JM> In fact, the radial basis function theorem gives somewhat better
JM> bounds on the *number* of intermediate nodes necessary, and, as a
JM> consequence, indicates that if you're only interested in
JM> approximation, you want to use RBF's.

YlC> But you can build RBF's (or rather, multidimensional "bumps")
YlC> with two layers of sigmoid units. And you just need O(n) units
YlC> for n bumps.  A third (linear) layer can sum up the bumps.

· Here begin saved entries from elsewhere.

PR #2465, opened 2023-01-26
chore: Configure awaits in CDPSession

hutchcodes:
Lack of ConfigureAwait is causing an error that prevents generating a new package

### DIFF
--- a/src/Playwright/Core/CDPSession.cs
+++ b/src/Playwright/Core/CDPSession.cs
@@ -48,8 +48,7 @@ internal class CDPSession : ChannelOwnerBase, ICDPSession, IChannelOwner<CDPSess
 
     IChannel<CDPSession> IChannelOwner<CDPSession>.Channel => _channel;
 
-    public Task DetachAsync()
-        => _channel.DetachAsync();
+    public Task DetachAsync() => _channel.DetachAsync();
 
     public Task<JsonElement?> SendAsync(string method, Dictionary<string, object>? args = null)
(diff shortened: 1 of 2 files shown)


src/Playwright/Core/CDPSession.cs
```diff
@@ -50,12 +50,12 @@ public CDPSession(IChannelOwner parent, string guid) : base(parent, guid)
 
     public async Task DetachAsync()
     {
-        await _channel.DetachAsync();
+        await _channel.DetachAsync().ConfigureAwait(false);
```
campersau, line 53: Since the method just forwards, it doesn't need to use `async` / `await`:

```c#
    public Task DetachAsync()
    {
        return _channel.DetachAsync();
    }
```

src/Playwright/Core/CDPSession.cs
```diff
@@ -50,12 +50,12 @@ public CDPSession(IChannelOwner parent, string guid) : base(parent, guid)
...
     }
 
     public async Task<JsonElement?> SendAsync(string method, Dictionary<string, object>? args = null)
     {
-        return await _channel.SendAsync(method, args);
+        return await _channel.SendAsync(method, args).ConfigureAwait(false);
```
campersau, line 58: Since the method just forwards, it doesn't need to use `async` / `await`:

```c#
    public Task<JsonElement?> SendAsync(string method, Dictionary<string, object>? args = null)
    {
        return _channel.SendAsync(method, args);
    }
```

PR #2489, opened 2023-02-22
fix: Start install with no new window

### LINKED ISSUE #2462: [BUG] Console window appearing over WPF Application v1.30
**Context:**
- Playwright Version: 1.30.0
- Operating System: Windows
- .NET version: [e.g. .NET 7]
- Browser: FireFox
- Extra: [any specific details about your environment]

**Code Snippet**

```cs
Microsoft.Playwright.Program.Main(new[] {"install", "firefox"});
```

**Describe the bug**

I'm currently using playwright in my WPF application and upon my application startup I have be running the code on startup:

Microsoft.Playwright.Program.Main(new[] {"install", "firefox"});

Everything has been working great. However, with the latest update playwright version (1.30.0), when that code is run it now pops up a console window cmd.exe when the other versions previously were silent. 

Even if the browser is already installed that window pops up for a few seconds over my application. I was wondering if there was a way to revert back to the old behavior especially for a WPF Application as I prefer not to have a console window popping up in front of my application.

I reported this issue before from a previous version https://github.com/microsoft/playwright-dotnet/issues/2103#issue-1206735789

nohwnd:
Running Playwright.Main(new [] { "install" }) shows console window in WPF app, which does not show in normal test. In normal test we are already running under existing conhost which is started as hidden so we don't show extra window. In WPF app that uses WinExe and has no existing conhost a new console is shown for playwright.cmd. This PR makes sure that the window is hidden.

Fixes #2462

### DIFF
--- a/src/Playwright/Program.cs
+++ b/src/Playwright/Program.cs
@@ -52,6 +52,7 @@ public class Program
         var playwrightStartInfo = new ProcessStartInfo(pwPath, allArgs)
         {
             UseShellExecute = false,
+            CreateNoWindow = true,
         };
         foreach (var pair in Driver.GetEnvironmentVariables())
         {


nohwnd:
Not sure how to write a test for this, without it being super heavyweight, you will have to believe me I guess: 

BEFORE: 

image


AFTER:

image

nohwnd:
@mxschmitt  please advise on the driver failure. I guess I can just push the version up to 1.31.0? But is that something you see often?

nohwnd:
Okay so apparently this would partially https://github.com/microsoft/playwright-dotnet/pull/2451, which in turn was breaking progress from installation (because it was not inteactive anymore), and would not correctly forward the output. 

WindowStyle Hidden also does not work, becuase it has no effect. 

So unless progress stops requiring interactive shell there is no solution.

Jozkee:
> WindowStyle Hidden also does not work, becuase it has no effect.

FWIW we added support for `WindowStyle` with `UseShellExecute = false` on https://github.com/dotnet/runtime/pull/82662.

PR #2500, opened 2023-03-01
chore: add support for osx-arm64

mxschmitt:
Fixes https://github.com/microsoft/playwright-dotnet/issues/2498

This increases the nuget size by 19%.

### DIFF
--- a/src/Playwright/Playwright.csproj
+++ b/src/Playwright/Playwright.csproj
@@ -40,11 +40,13 @@
     <None Include=".drivers\linux\LICENSE" Pack="true" PackagePath=".playwright\node" />
     <None Include=".drivers\linux\node" Link=".playwright\node\linux-x64\node" CopyToOutputDirectory="PreserveNewest" Pack="true" PackagePath=".playwright\node\linux-x64" />
     <None Include=".drivers\linux-arm64\node" Link=".playwright\node\linux-arm64\node" CopyToOutputDirectory="PreserveNewest" Pack="true" PackagePath=".playwright\node\linux-arm64" />
-    <None Include=".drivers\mac\node" Link=".playwright\node\mac\node" CopyToOutputDirectory="PreserveNewest" Pack="true" PackagePath=".playwright\node\mac" />
+    <None Include=".drivers\mac\node" Link=".playwright\node\darwin-x64\node" CopyToOutputDirectory="PreserveNewest" Pack="true" PackagePath=".playwright\node\darwin-x64" />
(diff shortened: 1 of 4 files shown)


yury-s (approved):

src/Playwright/build/Microsoft.Playwright.targets
```diff
@@ -18,6 +19,13 @@
       <_PlaywrightCopyItems Include="$(MSBuildThisFileDirectory)..\.playwright\node\linux-arm64\**" Condition="$(PlaywrightPlatform.Contains('linux-arm64'))">
         <PlaywrightFolder>node\linux-arm64\</PlaywrightFolder>
       </_PlaywrightCopyItems>
+      <!-- 'osx' to stay backwards compatible -->
+      <_PlaywrightCopyItems Include="$(MSBuildThisFileDirectory)..\.playwright\node\mac-x64\**" Condition="$(PlaywrightPlatform.Contains('osx')) OR $(PlaywrightPlatform.Contains('osx-x64'))">
+        <PlaywrightFolder>node\mac-x64\</PlaywrightFolder>
```
campersau, line 24: The folder in the nuget package is actually named `darwin-x64` which was correctly done in the csproj but not in this file. See #2531

src/Playwright/Playwright.csproj
```diff
@@ -40,11 +40,13 @@
     <None Include=".drivers\linux\LICENSE" Pack="true" PackagePath=".playwright\node" />
     <None Include=".drivers\linux\node" Link=".playwright\node\linux-x64\node" CopyToOutputDirectory="PreserveNewest" Pack="true" PackagePath=".playwright\node\linux-x64" />
     <None Include=".drivers\linux-arm64\node" Link=".playwright\node\linux-arm64\node" CopyToOutputDirectory="PreserveNewest" Pack="true" PackagePath=".playwright\node\linux-arm64" />
-    <None Include=".drivers\mac\node" Link=".playwright\node\mac\node" CopyToOutputDirectory="PreserveNewest" Pack="true" PackagePath=".playwright\node\mac" />
+    <None Include=".drivers\mac\node" Link=".playwright\node\darwin-x64\node" CopyToOutputDirectory="PreserveNewest" Pack="true" PackagePath=".playwright\node\darwin-x64" />
```
campersau, line 43: Ah I see. It is confusion to use different folders for `Include` and `PackagePath`.
`.drivers\mac\node` vs `.playwright\node\darwin-x64`
It would be easier to use the same folder e.g. either `mac` or `darwin-x64` for both of them.

mxschmitt: my idea was to rewrite our custom naming from Node.js drivers to the standardised .NET naming.

Issue #2486, opened 2023-02-18
[Ports]: Backport client side changes


playwrightmachine:
Please backport client side changes:
  - [x] https://github.com/microsoft/playwright/commit/ae05808f4b5eca5c35e15f6f51856c163d95838f (chore: align js routing logic with other langs (#21010))
  - [x] https://github.com/microsoft/playwright/commit/06fc72b6ed4424013485672194082cd3a1b7dada (revert(#12706): also fix related bugs it introduced (#21070))
  - [x] https://github.com/microsoft/playwright/commit/3f8f2a0fdd43d42cf420e7aefd7399cf54c9e4f0 (chore: do not use library stack capturer in test runner (#21075))
  - [x] https://github.com/microsoft/playwright/commit/55c95a4463be14a6bd39ce3b447ac93c863f5f3e (chore: do not send stacks as a part of the call metainfo (#21089))
  - [x] https://github.com/microsoft/playwright/commit/8ccc02a9d39478399e18b2045c9e6ffa3e6c50f3 (chore: use client wall time in traces (#21163))
  - [x] https://github.com/microsoft/playwright/commit/3fa19e80ada5c44a8285ef841f8d8b8ba298f22a (chore: wrap expect call in a zone (#21191))
  - [x] https://github.com/microsoft/playwright/commit/e17e0e40f858b2a2b22c8f2d0d45eb494a8c1258 (feat(routeFromHAR): add arguments (#21223))
  - [x] https://github.com/microsoft/playwright/commit/27027658dc208a5202944313a310f9571a51e5ac (chore: fix all Proxy() to account for symbol properties (#21272))
  - [x] https://github.com/microsoft/playwright/commit/09ff7eaaf2ab40fcaf0abb85f0308a91e1460a97 (chore: throw on context.close() if it was closed externally (#21347))
  - [x] https://github.com/microsoft/playwright/commit/0c5d46bb94b6ab122ba1f8354f5bb9492eb3de0b (feat: allow chaining locators with Locator.locator(anotherLocator) (#21391))
  - [x] https://github.com/microsoft/playwright/commit/86ca7e3949c3cd1a40cbf9e5e28d825355823869 (chore: introduce manual promise race (#21358))
  - [x] https://github.com/microsoft/playwright/commit/cffb6ac269ab97ac63ac98d88244603e3349b793 (chore: move sever/isomorphic to utils/ to use it in client (#21445))
[...]

PR #2511, opened 2023-03-15
chore: roll Playwright to 1.32.0-alpha-mar-15-2023

mxschmitt:
https://github.com/microsoft/playwright-dotnet/issues/2486

### DIFF
--- a/src/Playwright/Transport/Connection.cs
+++ b/src/Playwright/Transport/Connection.cs
@@ -45,6 +45,7 @@ internal class Connection : IDisposable
     private readonly ConcurrentDictionary<int, ConnectionCallback> _callbacks = new();
     private readonly Root _rootObject;
     private readonly TaskQueue _queue = new();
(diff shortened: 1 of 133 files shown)


src/Playwright/Transport/Connection.cs
```diff
@@ -45,6 +45,7 @@ internal class Connection : IDisposable
     private readonly ConcurrentDictionary<int, ConnectionCallback> _callbacks = new();
     private readonly Root _rootObject;
     private readonly TaskQueue _queue = new();
+    private readonly HashSet<List<ClientSideCallMetadata>> _stackCollectors = new();
```
yury-s, line 48: Does it compare lists by their address or bu their content?

yury-s (approved):

src/Playwright/Transport/Connection.cs
mxschmitt: by their address.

YlC> So i guess the bound on the number of intermediate nodes is the
YlC> same in both cases.

Not quite.  If your input lies in ${\bf R}^k$, it takes at least k units
(in the lower hidden level) to build a single k-dimensional bump in
the upper hidden level.(*) As a consequence, the network that this
argument gives is wildly more computationally demanding than the
original RBF network, since it's got to have $nk^2$ edges between the
input layer and the first hidden layer, as well as $nk$ more edges
between the two hidden layers, for a total edge count of $n (k^2 +
k)$, as compared to an edge count of $nk$ for the RBF network.  If $k
= 1000$, this is a factor of $1000$ more costly (in terms of edges;
it's actually less than that, since each RBF node needs an extra few
multiplies.)

YlC> You can prove the universality of 2 hidden layer structures that
YlC> way (and the proof is a lot simpler than with 1 hidden layer).

Absolutely, and it's the one I would actually teach if I taught one at
all.

--- John

(*) It might seem that one would need 2k such units; in fact, by using
k-dimensional simplices as the bump-shapes, k units suffice.